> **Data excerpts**
==============================

PR #2877, opened 2022-11-21
GitHub Actions: Add branch related actions

bayandin:
Add `neon-branch-create` / `neon-branch-delete` to allow using branches in tests.
I have a couple of use cases in mind:
- For destructive tests with a big DB, we can create the DB once in advance and then use branches without the need to recreate the DB itself after tests change it.
- We can run tests in parallel (if there're compute-bound); I'd like to try it out to speed up our OLAP test (in https://github.com/neondatabase/neon/pull/2855)

Also migrate API v2 for `neon-project-create` / `neon-project-delete`

### DIFF
--- a/.github/actions/neon-branch-create/action.yml
+++ b/.github/actions/neon-branch-create/action.yml
@@ -1,0 +1,158 @@
+name: 'Create Branch'
+description: 'Create Branch using API'
+
+inputs:
+  api_key:
+    desctiption: 'Neon API key'
+    required: true
+  environment:
+    desctiption: 'dev (aka captest) or staging'
+    required: true
+  project_id:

==============================

> **What you have to do**
Every line from the one that contains "Branch using API'" down to and including the last line of the records above must be set down exactly, with nothing else.

> **Exercise output**
+description: 'Create Branch using API'
+
+inputs:
+  api_key:
+    desctiption: 'Neon API key'
+    required: true
+  environment:
+    desctiption: 'dev (aka captest) or staging'
+    required: true
+  project_id:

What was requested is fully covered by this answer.